PROBLEM TO SOLVE: Read the records below and report each line in which "unknown" occurs.

RECORDS SHOWN:
PR #1054, opened 2020-03-31
Fix memory leak on failure in cram_decode_slice()

daviesrob:
Makes the error case decrement the reference count on any used refs and free the refs array.

While this fixes the case found by the fuzzer, `cram_decode_slice()` is a complicated function so it's possible other memory or reference count leaks still exist.  It would be a good idea for others to check to see if there are any obvious ones left.

Credit to OSS-Fuzz
Fixes oss-fuzz 21393

### DIFF
--- a/cram/cram_decode.c
+++ b/cram/cram_decode.c
@@ -2335,13 +2335,13 @@ int cram_decode_slice(cram_fd *fd, cram_container *c, cram_slice *s,
 
         out_sz = 1; /* decode 1 item */
         if (ds & CRAM_BF) {
-            if (!c->comp_hdr->codecs[DS_BF]) return -1;
+            if (!c->comp_hdr->codecs[DS_BF]) goto block_err;
             r |= c->comp_hdr->codecs[DS_BF]
                             ->decode(s, c->comp_hdr->codecs[DS_BF], blk,
                                      (char *)&bf, &out_sz);
             if (r || bf < 0 ||
                 bf >= sizeof(fd->bam_flag_swap)/sizeof(*fd->bam_flag_swap))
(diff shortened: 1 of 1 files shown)


cram/cram_decode.c
```diff
@@ -2708,6 +2708,7 @@ int cram_decode_slice(cram_fd *fd, cram_container *c, cram_slice *s,
                 cram_ref_decr(fd->refs, i);
         }
         free(refs);
+        refs = NULL;
     } else if (ref_id >= 0 && s->ref != fd->ref_free && !embed_ref) {
         cram_ref_decr(fd->refs, ref_id);
```
jkbonfield, line 2713: I see the original code has this else clause.  The `if (refs)` is to handle multiple reference slices, such as when we have 1000s of baits or unplaced contigs each with just 1 or 2 reads in, while the else clause is for the more normal single-ref slices.

This single-ref case is set using `cram_get_ref` near the start of the function and I see that your first change to `goto block_err` comes after that point, so it "feels" like we should have that else clause.  Did you test this?  I'm curious why you didn't copy it.

However given the severity of not freeing is low (one small block of memory leaked) while the severity of getting it wrong is high (double free and a crash), I'm still inclined to go with the safe option of what we have unless we can demonstrate an actual leak.  I'm assuming the fuzz tester will find it in time if it exists!

daviesrob: I didn't copy that bit because it's not entirely clear under what conditions it should happen, and if they're still true if you bail out early.  Also it looks like even if the ref isn't released here, it will be freed at the time the cram_fd is closed, if not earlier.

PR #1059, opened 2020-04-22
Print position of offending VCF/BCF records to help with debugging

pd3:


daviesrob:
Unfortunately, `bcf_record_check()` gets called with `hdr = NULL` from `bcf_readrec()` (i.e. when used from an iterator).  This would lead to a segfault if it tried to call `bcf_seqname()` to report an error.

The safest solution would be to improve `bcf_seqname()` and `bcf_hdr_id2name()` so that they can handle being called with invalid inputs and always return a string.  I'm not sure what the best string to return in the error case would be, but it shouldn't be something that would look like a genuine contig name.  Maybe an empty string, or possibly `"*"`?

jmarshall:
Perhaps `(unknown)` or similar — to parallel printf's common `(null)`, and the parentheses separate it from any genuine contig name.

pd3:
Good catch! This would be only needed for `bcf_seqname()`, but I think a better solution is to fix the code in `bcf_record_check()`, which I'll do now.

daviesrob:
It would be much better to put the fix in `bcf_seqname()` itself, as it will fix all callers (including ones we don't write).  Also I have visions of the fuzz tester finding all sorts of edge cases where it manages to sneak an invalid `rec->rid` into `bcf_seqnames()`, thereby turning a simple error log into a crash.  It also needs therefore to check that `rid` is valid.  Suggestion:

```
    static inline const char *bcf_hdr_id2name(const bcf_hdr_t *hdr, int rid) {
        if (hdr && rid >= 0 && rid < hdr->n[BCF_DT_CTG])
             return hdr->id[BCF_DT_CTG][rid].key;
        else
            return "(unknown)";
    }
    static inline const char *bcf_seqname(const bcf_hdr_t *hdr, bcf1_t *rec) {
        return bcf_hdr_id2name(hdr, rec ? rec->rid : -1);
    }

```

(Slightly off-topic: Someone needs to rebuild [VCFv4.3.pdf](https://samtools.github.io/hts-specs/VCFv4.3.pdf) because at the moment it still says you can have brackets.)

pd3:
I have reservations towards adding this functionality, it attempts to alleviate programming errors rather than user data. If a check needs to be added, `assert()` would be more appropriate.

jmarshall:
> (Slightly off-topic: Someone needs to rebuild VCFv4.3.pdf because at the moment it still says you can have brackets.)

Some of the SAM & CRAM ones need updating too, so I'll take care of this this afternoon.

daviesrob:
An invalid `rid` could easily come from user data, and in the case of an iterator `bcf_record_check()` is unable to filter them out.

The NULL checks will be [eliminated](https://gcc.gnu.org/news/null.html) by the compiler if they're not needed, so there's no harm in having them.

daviesrob:
Squashed and rebased.  The wrapper around `bcf_seqname()` which returns "(unknown)" is now in the header file as `bcf_seqname_safe()` as it's likely to be useful outside of HTSlib.

PR #1060, opened 2020-04-30
Minor improvements and public header cleansing

jmarshall:
A couple of stacked up trivialities:

* Use the newly-available `ks_expand()` to avoid kstring-related explicit `kroundup32+realloc` calls

* Tidy up inclusions of standard C headers from the public _htslib/*.h_ headers — in particular don't include `<assert.h>` from any public headers. (Verified that current samtools and bcftools still build after this change.)


daviesrob:
Thanks.  Good to keep things tidy.

PR #1062, opened 2020-05-07
[header API] Link a new PG line only to valid chains

valeriuo:
1. The length of PG chains is now computed and only chains with at least two PG lines are considered valid candidates for further extension.
2. PG linkage is redone before adding a new PG line.

Fixes https://github.com/samtools/samtools/issues/1235

### DIFF
--- a/header.c
+++ b/header.c
@@ -1244,8 +1244,10 @@ int sam_hdr_rebuild(sam_hdr_t *bh) {
     if (!hrecs->dirty)
         return 0;
 
-    if (hrecs->pgs_changed)
-        sam_hdr_link_pg(bh);
+    if (hrecs->pgs_changed && sam_hdr_link_pg(bh) < 0) {
+        hts_log_error("Linking @PG lines has failed");
+        return -1;
+    }
 
     kstring_t ks = KS_INITIALIZE;
     if (sam_hrecs_rebuild_text(hrecs, &ks) != 0) {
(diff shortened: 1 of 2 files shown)


header.c
```diff
@@ -2170,6 +2181,12 @@ int sam_hdr_add_pg(sam_hdr_t *bh, const char *name, ...) {
         hrecs = bh->hrecs;
     }
 
+    bh->hrecs->pgs_changed = 1;
+    if (sam_hdr_link_pg(bh) < 0) {
```
daviesrob, line 2185: This makes `sam_hdr_add_pg()` fail if an existing chain has a `@PG PP:` tag that points to a non-existent `@PG ID:`, which is a change from previous behaviour.  Is this something we actually want to fail on, or should we just ignore it (maybe by not setting `ret` to -1 when the [hash table lookup fails](https://github.com/samtools/htslib/blob/8859b09/header.c#L2081))?

I also see the `sam_hdr_link_pg()` [call](https://github.com/samtools/htslib/blob/8859b09/header.c#L1248) in `sam_hdr_rebuild()` didn't check the return value, which is why it used to work.

valeriuo: > 
> 
> This makes `sam_hdr_add_pg()` fail if an existing chain has a `@PG PP:` tag that points to a non-existent `@PG ID:`, which is a change from previous behaviour. Is this something we actually want to fail on, or should we just ignore it (maybe by not setting `ret` to -1 when the [hash table lookup fails](https://github.com/samtools/htslib/blob/8859b09/header.c#L2081))?

Print a warning and continue, perhaps.

daviesrob: Yes, it already seems to do the continue bit.

PR #1063, opened 2020-05-10
Maybe consider alignments which consume no reference bases to have length 1

jmarshall:
For the purposes of indexing, maybe for (somewhat invalid) alignment records whose CIGARs consume no reference bases htslib should consider them to have length 1 — similarly to reads that are unmapped or have no CIGAR string at all.

Thus they would be considered to cover one reference position (rather than zero), and would be returned by iterator-based queries. See for example samtools/samtools#1240, in which alignment records with CIGAR=`66P` are used to represent something somewhat different from mapping to a reference.

This may or may not be a good idea, but it would mean that htslib/samtools would do something more sensible for these records (even though they do not represent a traditional mapping).

### DIFF
--- a/htslib/sam.h
+++ b/htslib/sam.h
@@ -1050,7 +1050,8 @@ hts_pos_t bam_cigar2rlen(int n_cigar, const uint32_t *cigar);
 
       @discussion For a mapped read, this is just b->core.pos + bam_cigar2rlen.
       For an unmapped read (either according to its flags or if it has no cigar
-      string), we return b->core.pos + 1 by convention.
+      string) or a read whose cigar string consumes no reference bases at all,
+      we return b->core.pos + 1 by convention.
  */
 HTSLIB_EXPORT
 hts_pos_t bam_endpos(const bam1_t *b);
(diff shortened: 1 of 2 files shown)


jmarshall:
(Oh, and I suspect the ghost reads are printing uninitialised memory — hence the single failed Travis build.)

jmarshall:
If you're happy that this doesn't have any untoward effect on the “it's harder than that!” multiple alignment pileups you discussed https://github.com/samtools/samtools/issues/1240#issuecomment-626773988 and following, then I'm happy.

ANSWER TO THE PROBLEM:
Perhaps `(unknown)` or similar — to parallel printf's common `(null)`, and the parentheses separate it from any genuine contig name.
            return "(unknown)";
Squashed and rebased.  The wrapper around `bcf_seqname()` which returns "(unknown)" is now in the header file as `bcf_seqname_safe()` as it's likely to be useful outside of HTSlib.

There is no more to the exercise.